In geschil is het antwoord op de vraag of het hoger beroep terecht niet-ontvankelijk is verklaard wegens het niet binnen de daartoe gestelde termijn betalen van het griffierecht.
2.2.
Belanghebbende doet haar standpunten steunen op de gronden welke door haar zijn aangevoerd in de van haar afkomstige stukken.

3.Beoordeling van het verzet

3.1.
In de uitspraak waartegen verzet is gedaan wordt overwogen dat de belanghebbende bij aangetekend verzonden brief is herinnerd aan de verschuldigdheid van het griffierecht.
3.2.
Belanghebbende betoogt in verzet onder meer: “In zaaknummer 19-00274 is nimmer een nota ontvangen”.
3.3.
In het dossier dat de kamer die het verzet behandelt ter beschikking is gesteld bevindt zich wel een kopie van de aangetekend verzonden brief maar geen bewijs van ontvangst van die brief.

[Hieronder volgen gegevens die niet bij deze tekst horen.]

PR #534, opened 2018-10-25
Add a check to make sure the nodes are labeled

chaitanyaenr:
This commit:
- Modifies the script to fail in case there are zero nodes
labeled with pbench_role=agent or zero pods running in the pbench
namespace.
- Avoids tagging the pbench images for the templates to work out
of the box.

### DIFF
--- a/openshift_templates/performance_monitoring/pbench/pbench-agent-daemonset.yml
+++ b/openshift_templates/performance_monitoring/pbench/pbench-agent-daemonset.yml
@@ -15,9 +15,9 @@ spec:
       hostPID: true
       hostNetwork: true
       containers:
-      - image: library/pbench-agent:latest
+      - image: docker.io/ravielluri/image:agent
         name: pbench-agent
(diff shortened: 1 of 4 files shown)


chaitanyaenr:
@mffiedler PTAL.

openshift_templates/performance_monitoring/pbench/pbench-agent-daemonset.yml
```diff
@@ -15,9 +15,9 @@ spec:
       hostPID: true
       hostNetwork: true
       containers:
-      - image: library/pbench-agent:latest
+      - image: docker.io/ravielluri/image:agent
```
mffiedler: We should move test images to quay.io.  Not a blocker for this PR.   Will open an issue.

chaitanyaenr: Sounds good, will move the image to quay.io. Thanks for the review @mffiedler.

PR #537, opened 2018-11-09
Updated aos-ansible hosts template to set correct registry folder name when pre-pulling images from registry.reg-aws to support ocp v4 and remain backwards compatible with OCP v3

wabouhamad:
Ose images for OCP v3 are in the "openshift3 folder on registry.reg-aws.openshift.com
while images for OCP v4 are in the "openshift" folder.  This PR sets the correct folder name based on the puddle version in the aos-ansible hosts file template hosts.j2.


wabouhamad:
@chaitanyaenr @mffiedler PTAL

PR #540, opened 2018-11-21
Allow skipping of registering pbench tools.

akrzos:
Running the network tests in scale-ci causes tools to be re-registered and in
specific occasions, it can pollute the names of pbench results. This enables
avoiding that situation with the network tests.


mffiedler:
@schituku please take a look

akrzos:
@schituku PTAL and double check if I made the requested changes.

PR #541, opened 2018-11-28
Always use labeled nodes for pause pods with NV

akrzos:
With OSA testing, I have found pods on nodes that were not labeled, thus pods
were spread across more nodes than expected.


akrzos:
@chaitanyaenr  Please take a look

akrzos:
@mffiedler Could we get this merged?

PR #554, opened 2019-02-12
Adding jump_to_node script

skordas:
Simple script to jump to internal worker node


mffiedler:
@skordas I believe this is obsolete now.  OK for me to close it?

skordas:
@mffiedler Yes, not used anymore. 
`oc debug node` is good solution.

PR #556, opened 2019-02-21
Minor fixes in networking test

chaitanyaenr:
This commit modifies the networking test to move results instead of
copy and groups all the results under networking prefix.


chaitanyaenr:
@akrzos PTAL.

akrzos:
LGTM

PR #561, opened 2019-03-12
Use exit code from ansible playbook run

smalleni:
Earlier the exit code was only being printed. This commit enhances
the code to use the exit code from the ansible playbook run and notify
user in case of errors. In cases where several playbooks are run, each for
a different pod number if one playbook fails, the earlier playbooks also
tend to fail due to uncleand projects from earlier runs. In the future
if needed we can exit from the loop running playbooks based on the exit code
of the previous playbook.


smalleni:
@chaitanyaenr @vikaslaad  PTAL

smalleni:
@chaitanyaenr Any update?

PR #566, opened 2019-03-18
monogdb test updated 

ekuric:
Changes

- With dc.yaml it was noticed that ycsb pods will not be equally spread across nodes, this is experiment for now. Test works with this too, but when pod object is used to create pods , pods are spread more equally than for case when dc.yaml is used. 
-  updated files/scripts/create-oc-objects.sh to delete project before new ones are created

Gegevens met betrekking tot die brief zijn niet (of niet meer) beschikbaar via de website van PostNL.
3.4.
In dat geval moet het ervoor worden gehouden dat de aangetekend verzonden nota griffierecht niet op het adres van belanghebbende is afgeleverd.
Slotsom
Het vorenoverwogene leidt ertoe dat het verzet van belanghebbende gegrond is. De uitspraak waartegen verzet is gedaan vervalt en het onderzoek wordt voortgezet in de stand waarin het zich bevond. Aan belanghebbende moet (opnieuw) per aangetekende post een nota griffierecht worden gezonden.

4.Kosten

In verzet is niet gebleken van door belanghebbende gemaakte kosten die op de voet van artikel 8:75 van de Awb in verbinding met 8:108 van die wet voor vergoeding in aanmerking komen.

5.Beslissing

Het Hof:
  • verklaart het verzet gegrond; en
  • draagt de griffier op belanghebbende per aangetekende post een nota griffierecht ten bedrage van € 128 te zenden.
De uitspraak is gedaan door mr. F.J.P.M. Haas, lid van de zevende enkelvoudige belastingkamer, in tegenwoordigheid van mr. M.H. Hogendoorn als griffier. De beslissing is op 19 mei 2020 uitgesproken en wordt openbaar gemaakt door publicatie op www.rechtspraak.nl.
Tegen deze uitspraak kan geen beroep in cassatie worden ingesteld bij de Hoge Raad en staat ook overigens geen rechtsmiddel open.